--- WHAT YOU SHOULD DO ---
Once every line holding "your" in the listing below has been found, give their number and nothing more.

--- DATASET RECORDS ---
Issue #1532, opened 2024-05-30
Modularize Checksums


jbelkins:
### Describe the feature

The checksums feature needs to be split from ClientRuntime to its own module in smithy-swift.
- Checksums interfaces & data types should go into a `SmithyChecksumsAPI` module.
- CRT-dependent checksum implementation code should go into a `SmithyChecksums` module.

There is checksum-related logic in the signer code as well; we should investigate separating those two functions.

### Use Case

To support reference architecture and to allow for future flexible use of Smithy components.

### Acknowledgements

- [ ] I may be able to implement this feature request
- [ ] This feature might incur a breaking change

PR #1568, opened 2024-06-13
feat: modularize checksums

dayaffe:
New modularization package:
- AWSSDKChecksums

## Issue \#
#1532 

## Description of changes
- AWSSDKChecksums contains details specific to the AWS part of checksums. As of now this includes the method to add the aws-chunked header. AWSSDKChecksums can only contain checksum and chunking related methods that are specific to AWS and are not dependencies of other parts of the smithy-swift package.
- Adds additional dependencies from smithy-swift including SmithyChecksums and SmithyStreams
- Protocol tests now depend on SmithyStreams and a symbol has been added for SmithyStreams.BufferedStream.
- FlexibleChecksums Request/Response middlewares have been moved from smithy-swift to aws-sdk-swift

## Conventional Commits


Sources/Core/AWSSDKHTTPAuth/AWSSigV4Signer.swift
```diff
@@ -255,3 +256,14 @@ public class AWSSigV4Signer: SmithyHTTPAuthAPI.Signer {
         }
     }
 }
+
+extension SigningConfig {
```
dayaffe, line 260: this method doesnt rely on checksums

Sources/Core/AWSSDKHTTPAuth/AWSSigV4Signer.swift
```diff
@@ -30,6 +30,7 @@ import struct SmithyHTTPAuthAPI.SigningFlags
 import struct Foundation.Date
 import struct Foundation.TimeInterval
 import struct Foundation.URL
+import AWSSDKChecksums
```
dayaffe, line 33: the signer still needs to depend on AWSSDKChecksums for setChunkedBody method

AWSSDKSwiftCLI/Sources/AWSSDKSwiftCLI/Resources/Package.Base.swift
```diff
@@ -22,6 +22,7 @@ extension Target.Dependency {
     static var awsSDKEventStreamsAuth: Self { "AWSSDKEventStreamsAuth" }
     static var awsSDKHTTPAuth: Self { "AWSSDKHTTPAuth" }
     static var awsSDKIdentity: Self { "AWSSDKIdentity" }
+    static var awsSDKChecksums: Self { "AWSSDKChecksums" }
```
sichanyoo, line 25: Question: Is a separate module actually necessary for just a single extension with two methods?

sichanyoo (commented):
Question on need for AWSSDKChecksums module

AWSSDKSwiftCLI/Sources/AWSSDKSwiftCLI/Resources/Package.Base.swift
dayaffe: I wish more could be moved to AWSSDKChecksums but that's dependent on CRT HTTP Client being refactored in the future. I'd say even if its only two methods its good to have but I don't feel strongly. `aws-chunked` is pretty explicitly aws-only though and one of those methods adds it to the headers

sichanyoo: I see. We could keep it the way it is in this PR, or move it into AWSClientRuntime. For both cases we would revisit this down the line. I don't feel strongly about either option. Unless Josh has preference for one over the other I suppose we can keep `AWSSDKChecksums`.

jbelkins (approved):

Issue #1550, opened 2024-06-06
Create free-standing Integration Test package


jbelkins:
### Describe the feature

Create a package within the aws-sdk-swift repository for AWS integration tests.
It should contain a Package.swift and all of the current integration tests.

All integration tests should run when `swift test` is executed in the package root directory.

There should also be test plans, schemes, etc. provided to allow integration tests to run using Xcode and on Mac plus on Apple platform simulators.

### Use Case

To be able to run integration tests after the project is modularized.

### Acknowledgements

- [ ] I may be able to implement this feature request
- [ ] This feature might incur a breaking change

PR #1585, opened 2024-06-20
feat!: Standalone integration test package

sichanyoo:
## Issue \#

https://github.com/awslabs/aws-sdk-swift/issues/1550

## Description of changes

- Add a new `Package.swift` under `IntegrationTests/` to separate out integration test from main package under `aws-sdk-swift/`.
- Remove integration test things from package codegen, `Package.Base.swift`, and CI.

## Conventional Commits


AWSSDKSwiftCLI/Sources/AWSSDKSwiftCLI/Commands/GeneratePackageManifest.swift
```diff
@@ -32,8 +32,8 @@ struct GeneratePackageManifestCommand: ParsableCommand {
     @Option(help: "The names of the services to include in the package manifest. This defaults to all services located in aws-sdk-swift/Sources/Services")
     var services: [String] = []
 
-    @Flag(help: "If the package manifest should include the integration tests.")
-    var includeIntegrationTests: Bool = false
+    @Flag(help: "If the package manifest should include services with integration tests.")
+    var includeServicesWithIntegTests: Bool = false
```
jbelkins, line 36: Why do we need this option at all in the main Package.swift if we have a whole separate Package.swift for integration tests now?

If we code-generate with the special sdk.properties file for integration tests, shouldn't that ensure that all the needed services for integration tests are present?

jbelkins (commented):
A question about why integration test related stuff remains in main Package.swift.

AWSSDKSwiftCLI/Sources/AWSSDKSwiftCLI/Commands/GeneratePackageManifest.swift
sichanyoo: That's a good point, for some reason I thought service targets will need to be available from the OG Package.swift for it to be available for integration tests, but as you said the source files are already there and I can just add targets to them in the new Package.swift anyways. Will update accordingly.

sichanyoo: Actually, it seems I can't add targets to generated SDK services from within `IntegrationTests/Package.swift`, because apparently you can't refer to files outside the package root (where Package.swift is located). It seems enabling services for integration tests must be done as it is by the OG Package manifest.

jbelkins: Can we use symlinks to link the code?  Git will commit symlinks IIRC.

jbelkins: @sichanyoo Confirmed, you don't need any of the integration test logic in the main Package.swift anymore.
See changes in https://github.com/awslabs/aws-sdk-swift/pull/1591 .

jbelkins: #1591 doesw as I described at top: generate only the services used for integraion testing by using the special `sdk.properties` file to pick enabled services.  The logic in main Package.swift becomes superfluous as long as that properties file is maintained as tests and/or dependencies are changed.

IntegrationTests/Package.swift
```diff
@@ -83,9 +70,25 @@ func addClientRuntimeDependency() {
 }
 
 func addAWSClientRuntimeDependency() {
-    package.dependencies += [
-        .package(path: "../../aws-sdk-swift")
-    ]
+    let smithySwiftURL = "https://github.com/awslabs/aws-sdk-swift"
```
jbelkins, line 73: This local var is called `smithySwiftURL` but it contains the aws-sdk-swift URL

jbelkins: Also, can we combine this logic with the smithy-swift logic? (i.e. one case statement where two package dependencies are added in each case)

jbelkins (changes requested):

IntegrationTests/Package.swift
sichanyoo: Oof nice catch, and sure, one minute

jbelkins (approved):

PR #1590, opened 2024-06-25
feat: add ability to run protocol tests as unit tests of a service

dayaffe:
## Description of changes
- SignerMiddleware will check and update signing properties with X-Amz-Content-Sha256 if it is pre-computed by SHA256 middleware
- SHA256 Middleware now occurs before signing rather than before transmit. It also no longer adds the X-Amz-Content-Sha256 header and instead computes the value and passes it to CRT to add during signing. (Glacier fix)
- Create s3-tests.smithy with protocol tests that require using the actual service client. These tests will get generated and copied into the relevant service client test folder.
## Conventional Commits


Sources/Core/AWSClientRuntime/Middlewares/Sha256TreeHashMiddleware.swift
```diff
@@ -110,10 +112,10 @@ extension Sha256TreeHashMiddleware: HttpInterceptor {
     public typealias InputType = OperationStackInput
     public typealias OutputType = OperationStackOutput
 
-    public func modifyBeforeTransmit(context: some MutableRequest<Self.InputType, Self.RequestType>) async throws {
+    public func modifyBeforeSigning(context: some MutableRequest<Self.InputType, Self.RequestType>) async throws {
```
dayaffe, line 115: SHA256 middleware should occur prior to signing rather than adding headers aftwards

codegen/XCTestPlans/ProtocolTestPlan.xctestplan
```diff
@@ -0,0 +1,143 @@
...
+      {
+        "key" : "AWS_SECRET_ACCESS_KEY",
+        "value" : "your-secret-access-key"
+      },
+      {
+        "key" : "AWS_SESSION_TOKEN",
+        "value" : "your-session-token"
+      },
+    ]
+  },
```
dayaffe, line 34: Protocol Test Plan contains fake credentials. This is required for github actions simulators

codegen/smithy-aws-swift-codegen/src/main/kotlin/software/amazon/smithy/aws/swift/codegen/protocols/restxml/RestXMLProtocolGenerator.kt
```diff
@@ -14,19 +14,18 @@ class RestXMLProtocolGenerator : AWSHTTPBindingProtocolGenerator(RestXMLCustomiz
...
+        "S3VirtualHostDualstackAddressing", // can leave disabled, pre-endpoints 2.0
+        "S3VirtualHostAccelerateAddressing", // can leave disabled, pre-endpoints 2.0
+        "S3VirtualHostDualstackAccelerateAddressing", // can leave disabled, pre-endpoints 2.0
+        "S3OperationAddressingPreferred", // can leave disabled, pre-endpoints 2.0
+        "S3EscapeObjectKeyInUriLabel", // moved to s3-tests.smithy
+        "S3EscapePathObjectKeyInUriLabel", // moved to s3-tests.smithy
+        "SDKAppliedContentEncoding_restXml", // not implemented yet (request compression)
+        "SDKAppendedGzipAfterProvidedEncoding_restXml", // not implemented yet (request compression)
+        "S3PreservesEmbeddedDotSegmentInUriLabel", // moved to s3-tests.smithy
+        "S3PreservesLeadingDotSegmentInUriLabel", // moved to s3-tests.smithy
```
dayaffe, line 28: Tests that have been moved to s3-tests.smithy would still remain ignored here for when they are pulled from smithy. They have been copied and renamed.

.github/workflows/codegen-build-test.yml
```diff
@@ -61,5 +64,16 @@ jobs:
         run: ./scripts/ci_steps/codegen_sdk.sh
       - name: Build SDK with Unit Tests
         run: swift build --build-tests
+      - name: Create AWS config directory
```
jbelkins, line 67: Let's add a comment here about why we're going to the trouble of setting up these credentials in files, so future us doesn't forget about the manipulation of env vars in the credential resolver tests.

.github/workflows/codegen-build-test.yml
```diff
@@ -6,6 +6,9 @@ on:
   workflow_dispatch:
   pull_request:
 
+permissions:
+  id-token: write
+
```
jbelkins, line 11: Do we need this?  Doesn't look like we use `write` in this job.

.github/workflows/continuous-integration.yml
```diff
@@ -173,6 +178,11 @@ jobs:
         run: ./scripts/ci_steps/install_native_linux_dependencies.sh
       - name: Tools Versions
         run: ./scripts/ci_steps/log_tool_versions.sh
+      - name: Configure AWS Credentials for Integration Tests
+        uses: aws-actions/configure-aws-credentials@v3
+        with:
+          role-to-assume: ${{ secrets.INTEGRATION_TEST_ROLE_ARN }}
+          aws-region: us-west-2
```
jbelkins, line 185: Do we need to configure AWS credentials in CI?

.github/workflows/codegen-build-test.yml
jbelkins, line 67: Let's add a comment here about why we're going to the trouble of setting up these credentials in files, so future us doesn't forget about the manipulation of env vars in the credential resolver tests.

Sources/Services/AWSS3/Tests/AWSS3Tests/DeleteObjectTaggingRequestTest.swift
```diff
@@ -0,0 +1,73 @@
...
+class DeleteObjectTaggingRequestTest: HttpRequestTestBase {
+    /// S3 clients should escape special characters in Object Keys when the Object Key is used as a URI label binding.
+    func testProtocol_S3EscapeObjectKeyInUriLabel() async throws {
+        let urlPrefix = urlPrefixFromHost(host: "s3.us-west-2.amazonaws.com")
+        let hostOnly = hostOnlyFromHost(host: "s3.us-west-2.amazonaws.com")
+        let expected = buildExpectedHttpRequest(
+            method: .delete,
+            path: "/my%20key.txt",
+            headers: [
+                "Content-Type": "application/json"
```
jbelkins, line 19: Does this PR need to have its codegen updated?

codegen/.swiftpm/xcode/xcshareddata/xcschemes/aws-sdk-swift-protocol-tests-Package.xcscheme
jbelkins, line 1: This name matches the scheme that Xcode auto-generates for a package.  Are you sure we need this to be committed explicitly?

.github/workflows/continuous-integration.yml
```diff
@@ -109,8 +112,10 @@ jobs:
         run: |
           cd codegen/
           set -o pipefail && \
-          NSUnbufferedIO=YES xcodebuild \
+          xcodebuild -showTestPlans -scheme aws-sdk-swift-protocol-tests-Package && \
```
jbelkins, line 115: Was this here just for troubleshooting?  Can we get rid of it?

jbelkins (changes requested):
Overall good, but it appears there are several things in test setup & config that can be eliminated.

codegen/.swiftpm/xcode/xcshareddata/xcschemes/aws-sdk-swift-protocol-tests-Package.xcscheme
dayaffe: it doesnt need to be committed as it will get generated, but I thought we keep Sources/Services/ codegen committed and up to date?

.github/workflows/codegen-build-test.yml
dayaffe: I'll try removing it

.github/workflows/continuous-integration.yml
dayaffe: Yeah CI needs credentials though they can be fake, this was just the easiest way I got it to work.

Sources/Services/AWSS3/Tests/AWSS3Tests/DeleteObjectTaggingRequestTest.swift
dayaffe: oh yes it does

.github/workflows/continuous-integration.yml
```diff
@@ -109,8 +112,9 @@ jobs:
         run: |
           cd codegen/
           set -o pipefail && \
-          NSUnbufferedIO=YES xcodebuild \
+          xcodebuild \
```
jbelkins, line 115: is there a reason `NSUnbufferedIO=YES` was removed here?

.github/workflows/continuous-integration.yml
```diff
@@ -7,6 +7,9 @@ on:
 env:
   AWS_SWIFT_SDK_USE_LOCAL_DEPS: 1
 
+permissions:
+  id-token: write
+
```
jbelkins, line 12: are you sure we can't get rid of these extra permissions in CI?  IIRC this is needed to get AWS credentials through OpenID which we don't do in the CI workflow.

codegen/smithy-aws-swift-codegen/src/main/kotlin/software/amazon/smithy/aws/swift/codegen/protocols/restxml/RestXMLProtocolGenerator.kt
jbelkins: If tests that have been copied over to `s3-tests.smithy` are modified or added to, how will we know (other than manually checking those test models)?

.github/workflows/continuous-integration.yml
dayaffe: On the linux side I'm using `aws-actions/configure-aws-credentials@v3` still. Would rather I try to change this one to fake credentials?

codegen/smithy-aws-swift-codegen/src/main/kotlin/software/amazon/smithy/aws/swift/codegen/protocols/restxml/RestXMLProtocolGenerator.kt
dayaffe: they'll continue to be marked as disabled here with a comment noting they've been moved. Another place to check is in AdditionalServiceTests/<service> folder for the smithy file

.github/workflows/continuous-integration.yml
jbelkins: Yes, let's not get real credentials where fake ones will do

.github/workflows/continuous-integration.yml
jbelkins: As mentioned elsewhere, let's change this back to fake credentials.  I don't want to pull real credentials into a job that doesn't need them

jbelkins (approved):

PR #1620, opened 2024-07-10
chore: Separate Registry CLI tools from AWSSDKSwiftCLI

jbelkins:
## Issue \#
#1621

## Description of changes
Having the package manifest generator, located in `AWSSDKSwiftCLI`, depend on the SDK itself has proven problematic:
- The `AWS_SWIFT_SDK_USE_LOCAL_DEPS` env var, which must be set in most situations in development & CI, prevents the `AWSSDKSwiftCLI` package from building with stable aws-sdk-swift as a dependency.
- Using the local copy of aws-sdk-swift causes problems when `AWSSDKSwiftCLI` is run to update the manifest, but the manifest being updated is also part of the code being built.

The problem is addressed by separating the Registry CLI tools into a separate Swift package, allowing the `aws-sdk-swift` dependency to be removed from `AWSSDKSwiftCLI`.  `AWSSDKSwiftCLI` publishes its reusable `AWSCLIUtils` as a library, so it may be used by the Registry CLI as a dependency.


AWSSDKSwiftCLI/Package.swift
```diff
@@ -7,12 +7,14 @@ let package = Package(
     platforms: [
         .macOS(.v13)
     ],
+    products: [
+        .library(name: "AWSCLIUtils", targets: ["AWSCLIUtils"]),
+    ],
```
jbelkins, line 12: This product is published so `AWSCLIUtils` can be shared with other packages (like the new `SPRCLI` package.)

AWSSDKSwiftCLI/Package.swift
```diff
@@ -27,31 +29,6 @@ let package = Package(
...
-        ),
-        .target(
-            name: "SPR",
-            dependencies: [
-                "AWSCLIUtils",
-                .product(name: "ArgumentParser", package: "swift-argument-parser"),
-                .product(name: "AWSS3", package: "aws-sdk-swift"),
-                .product(name: "AWSCloudFront", package: "aws-sdk-swift"),
-            ]
-        ),
```
jbelkins, line 54: All the SPR targets in `AWSSDKSwiftCLI`, along with the SDK dependency, are moved to the new SPRCLI package defined below.

SPRCLI/Package.swift
```diff
@@ -0,0 +1,41 @@
...
+
+let package = Package(
+    name: "SPRCLI",
+    platforms: [
+        .macOS(.v13)
+    ],
+    dependencies: [
+        .package(url: "https://github.com/apple/swift-argument-parser", from: "1.2.0"),
+        .package(url: "https://github.com/awslabs/aws-sdk-swift", from: "0.46.0"),
+        .package(path: "../AWSSDKSwiftCLI"),
```
jbelkins, line 13: The `AWSCLIUtils` are accessed by adding the local copy of `AWSSDKSwiftCLI` as a dependency.

SPRCLI/Package.swift
```diff
@@ -0,0 +1,41 @@
...
+            ]
+        ),
+        .target(
+            name: "SPR",
+            dependencies: [
+                .product(name: "AWSCLIUtils", package: "AWSSDKSwiftCLI"),
+                .product(name: "AWSS3", package: "aws-sdk-swift"),
+                .product(name: "AWSCloudFront", package: "aws-sdk-swift"),
+            ]
+        ),
```
jbelkins, line 39: The three targets above were copied in from `AWSSDKSwiftCLI`.

scripts/ci_steps/codegen_sdk.sh
```diff
@@ -12,7 +12,6 @@ rm -rf Tests/Services/*
 ./gradlew --stop
 
 # Regenerate the SDK Package.swift with all services
-unset AWS_SWIFT_SDK_USE_LOCAL_DEPS
```
jbelkins, line 15: Un-setting this env var is no longer needed when building `AWSSDKSwiftCLI` since it does not depend on the SDK anymore.

sichanyoo (commented):
👍

PR #1630, opened 2024-07-13
feat: finish interceptors migration

milesziemer:
## Description of changes

smithy-swift pr: https://github.com/smithy-lang/smithy-swift/pull/781

This commit includes the codegen changes that move all services to use orchestrator + interceptors, instead of the operation stack using middleware. It also removes all references to the old types related to Middleware, in Swift libraries and in the code generator.

Since this is already a huge PR, I tried to limit any refactoring, which may have made it harder to review. For example, I didn't change the names of middleware or their file names.

This commit also adds two new interceptors, AmzSdkRequestMiddleware and AmzSdkInvocationIdMiddleware, which add corresponding headers to requests. They are added in codegen through a SwiftIntegration. Previously, these interceptors were implemented as a part of RetryMiddleware in smithy-swift. But unlike all other middleware, RetryMiddleware does not have an interceptor implementation - its logic is inlined within Orchestrator - so the logic for adding these amz-sdk headers had to be extracted. Plus, they seem to be aws headers, so I moved them here into the SDK. I also copied the RetryIntegrationTests test, which was testing the headers' functionality.

Other than that, there were some codegen changes I made which impacted the ordering that interceptors are rendered into operation bodies, which meant I needed to fix some codegen tests. The order interceptors are added to orchestrator shouldn't matter.


milesziemer:
Closing for https://github.com/awslabs/aws-sdk-swift/pull/1631 so CI will run

Issue #1629, opened 2024-07-11
Check implementation against S3 200 error SEP


sichanyoo:
S3 200 SEP has been written since S3 200 error implementation.
Check that the implementation matches up with SEP

PR #1633, opened 2024-07-15
fix: S3 200 error customization should only not apply to streaming + blob shapes

dayaffe:
## Issue \#
#1629 

## Description of changes
- S3 200 Error customization should only not apply to streaming + blob shapes not all streaming shapes.
- This change only effects one method `selectObjectContent` which didn't have the customization applied but now does. The response of this method contains an event stream.
- We should only check the root of the response for an <Error> node not if <Error> is present anywhere in the response

## Conventional Commits


jbelkins:
so event streams DO get the s3/200 customization applied to them?

Package.swift
```diff
@@ -44,6 +44,7 @@ extension Target.Dependency {
     static var smithyWaitersAPI: Self { .product(name: "SmithyWaitersAPI", package: "smithy-swift") }
     static var smithyTestUtils: Self { .product(name: "SmithyTestUtil", package: "smithy-swift") }
     static var smithyStreams: Self { .product(name: "SmithyStreams", package: "smithy-swift") }
+    static var smithyXml: Self { .product(name: "SmithyXML", package: "smithy-swift") }
```
sichanyoo, line 47: nit: Convention for acronyms; use `XML` instead of `Xml`

Sources/Core/AWSClientRuntime/Sources/AWSClientRuntime/Middlewares/AWSS3ErrorWith200StatusXMLMiddleware.swift
```diff
@@ -5,30 +5,25 @@
...
-        guard let data = try await response.body.readData() else {
-            return false
-        }
+    private func isRootErrorElement(data: Data) throws -> Bool {
+        let reader = try Reader.from(data: data)
 
-        response.body = .data(data)
-        let xmlString = String(decoding: data, as: UTF8.self)
-        return xmlString.contains("<Error>")
+        // Use findNode to check if there's an "Error" node in the XML
```
sichanyoo, line 25: nit: `findNode` isn't used here, is it?

Sources/Core/AWSClientRuntime/Sources/AWSClientRuntime/Middlewares/AWSS3ErrorWith200StatusXMLMiddleware.swift
```diff
@@ -40,9 +35,43 @@ extension AWSS3ErrorWith200StatusXMLMiddleware: HttpInterceptor {
...
+        // Determine if there is an error in result (500) or keep status (200)
+        let statusCode = try isRootErrorElement(data: data) ? errorStatusCode : response.statusCode
+
+        // For event streams the body needs to be copied as buffered streams are non-seekable
+        let updatedBody = response.body.copy(data: data)
+
+        let updatedResponse = response.copy(
+            body: updatedBody,
+            statusCode: statusCode
+        )
```
sichanyoo, line 58: Q: Am I understanding correctly: since the body can't be read twice, the read body is copied back in to the response for it to be available down the line in operation stack?

Sources/Core/AWSClientRuntime/Sources/AWSClientRuntime/Middlewares/AWSS3ErrorWith200StatusXMLMiddleware.swift
```diff
@@ -40,9 +35,43 @@ extension AWSS3ErrorWith200StatusXMLMiddleware: HttpInterceptor {
...
-        if try await isErrorWith200Status(response: response) {
-            response.statusCode = errorStatusCode
-            context.updateResponse(updated: response)
+
+        // Check if the status code is OK (200)
+        guard response.statusCode == .ok else {
+            return
+        }
+
+        // Check if the response body contains an XML Error
```
sichanyoo, line 44: nit: This isn't checking for error, it's just reading body

Sources/Core/AWSClientRuntime/Sources/AWSClientRuntime/Middlewares/AWSS3ErrorWith200StatusXMLMiddleware.swift
```diff
@@ -40,9 +35,43 @@ extension AWSS3ErrorWith200StatusXMLMiddleware: HttpInterceptor {
...
+        guard let data = try await response.body.readData() else {
+            return
+        }
+
+        // Determine if there is an error in result (500) or keep status (200)
```
sichanyoo, line 49: I think comments in this highlighted block can just be deleted without harm since what's being done is pretty straightforward; unnecessary comments may actually confuse if it ever gets outdated in future.

codegen/smithy-aws-swift-codegen/src/main/kotlin/software/amazon/smithy/aws/swift/codegen/customization/s3/S3ErrorWith200StatusIntegration.kt
```diff
@@ -39,10 +38,14 @@ class S3ErrorWith200StatusIntegration : SwiftIntegration {
         // Instead of playing whack-a-mole broadly apply this interceptor to everything but streaming responses
         // which adds a small amount of overhead to response processing.
         val output = ctx.model.expectShape(operationShape.output.get())
-        val outputIsNotStreaming = output.members().none {
-            it.hasTrait<StreamingTrait>() || ctx.model.expectShape(it.target).hasTrait<StreamingTrait>()
+        val outputIsNotStreamingAndBlobShape = output.members().none {
```
sichanyoo, line 41: nit: Better name might be `outputIsNotAStreamingBlobShape`. As it stands, it reads to denote a shape that is `Not Streaming Shape And Is A Blob Shape` unless I read the next 4 lines of code

sichanyoo (changes requested):
Re: comments and namings

Sources/Core/AWSClientRuntime/Sources/AWSClientRuntime/Middlewares/AWSS3ErrorWith200StatusXMLMiddleware.swift
dayaffe: Yes otherwise it will be `nil` when the user tries to look at the events

Sources/Core/AWSClientRuntime/Sources/AWSClientRuntime/Middlewares/AWSS3ErrorWith200StatusXMLMiddleware.swift
```diff
@@ -5,30 +5,25 @@
...
-            return false
-        }
+    private func isRootErrorElement(data: Data) throws -> Bool {
+        let reader = try Reader.from(data: data)
 
-        response.body = .data(data)
-        let xmlString = String(decoding: data, as: UTF8.self)
-        return xmlString.contains("<Error>")
+        // Check if there's an "Error" node at the root of the XML response
+        return reader.nodeInfo.name == "Error"
```
jbelkins, line 26: I like this, much more solid than to search a string for XML

jbelkins: But, RestXML supports error wrapping.
https://smithy.io/2.0/aws/protocols/aws-restxml-protocol.html#aws-protocols-restxml-trait

Will this code detect the error whether or not it is wrapped?

Sources/Core/AWSClientRuntime/Sources/AWSClientRuntime/Middlewares/AWSS3ErrorWith200StatusXMLMiddleware.swift
```diff
@@ -40,9 +35,41 @@ extension AWSS3ErrorWith200StatusXMLMiddleware: HttpInterceptor {
...
+        // Check if the status code is OK (200)
+        guard response.statusCode == .ok else {
+            return
+        }
+
+        guard let data = try await response.body.readData() else {
+            return
+        }
+
+        let statusCode = try isRootErrorElement(data: data) ? errorStatusCode : response.statusCode
```
jbelkins, line 48: How do we know we will have enough data here to determine if the body returns an error?
`readData()` could return zero bytes if the data is not yet available, and the stream could be filled with error data after this step is complete.

jbelkins (commented):
Questions inline

Sources/Core/AWSClientRuntime/Sources/AWSClientRuntime/Middlewares/AWSS3ErrorWith200StatusXMLMiddleware.swift
dayaffe: we don't get the stream back all at once, each response is a separate action so it should be checking each streamed message for <Error> at root

Sources/Core/AWSClientRuntime/Sources/AWSClientRuntime/Middlewares/AWSS3ErrorWith200StatusXMLMiddleware.swift
dayaffe: In short, no if it is not Error at the root it won't detect it.

sichanyoo (approved):
should be good to go pending approval from Josh also

Sources/Core/AWSClientRuntime/Sources/AWSClientRuntime/Middlewares/AWSS3ErrorWith200StatusXMLMiddleware.swift
jbelkins: OK.  Reading the SEP, it sounds pretty clear that the affected errors will be in the root.

Sources/Core/AWSClientRuntime/Sources/AWSClientRuntime/Middlewares/AWSS3ErrorWith200StatusXMLMiddleware.swift
```diff
@@ -40,9 +35,41 @@ extension AWSS3ErrorWith200StatusXMLMiddleware: HttpInterceptor {
...
+        )
+
+        context.updateResponse(updated: updatedResponse)
+    }
+}
+
+extension ByteStream {
+
+    // Copy an existing ByteStream, optionally with new data
+    public func copy(data: Data?) -> ByteStream {
```
jbelkins, line 65: Does this need to be public?  Is it used anywhere other than in the middleware above?

Sources/Core/AWSClientRuntime/Sources/AWSClientRuntime/Middlewares/AWSS3ErrorWith200StatusXMLMiddleware.swift
```diff
@@ -40,9 +35,41 @@ extension AWSS3ErrorWith200StatusXMLMiddleware: HttpInterceptor {
...
+        switch self {
+        case .data(let existingData):
+            return .data(data ?? existingData)
+        case .stream(let existingStream):
+            return .stream(data != nil ? BufferedStream(data: data, isClosed: true) : existingStream)
```
jbelkins, line 70: Shouldn't the copied stream be created un-closed?  At this point we don't know if there will be more data in the stream in the future.

Sources/Core/AWSClientRuntime/Sources/AWSClientRuntime/Middlewares/AWSS3ErrorWith200StatusXMLMiddleware.swift
jbelkins: Also, can this param be non-nil `Data`?  In the code above, `data` is safe-unwrapped before this function is called

dayaffe: sure I can make it private and non-nil unless we want to make it generally available and move it to a place like SmithyStreams or ClientRuntime. Only issue with that is neither has both ByteStream and the various types of streams

Sources/Core/AWSClientRuntime/Sources/AWSClientRuntime/Middlewares/AWSS3ErrorWith200StatusXMLMiddleware.swift
dayaffe: If its created unclosed then the AsyncThrowingStream will never complete when looping through it. It yields each event until an end event and then hangs forever.

jbelkins (approved):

--- RESULT BELOW ---
2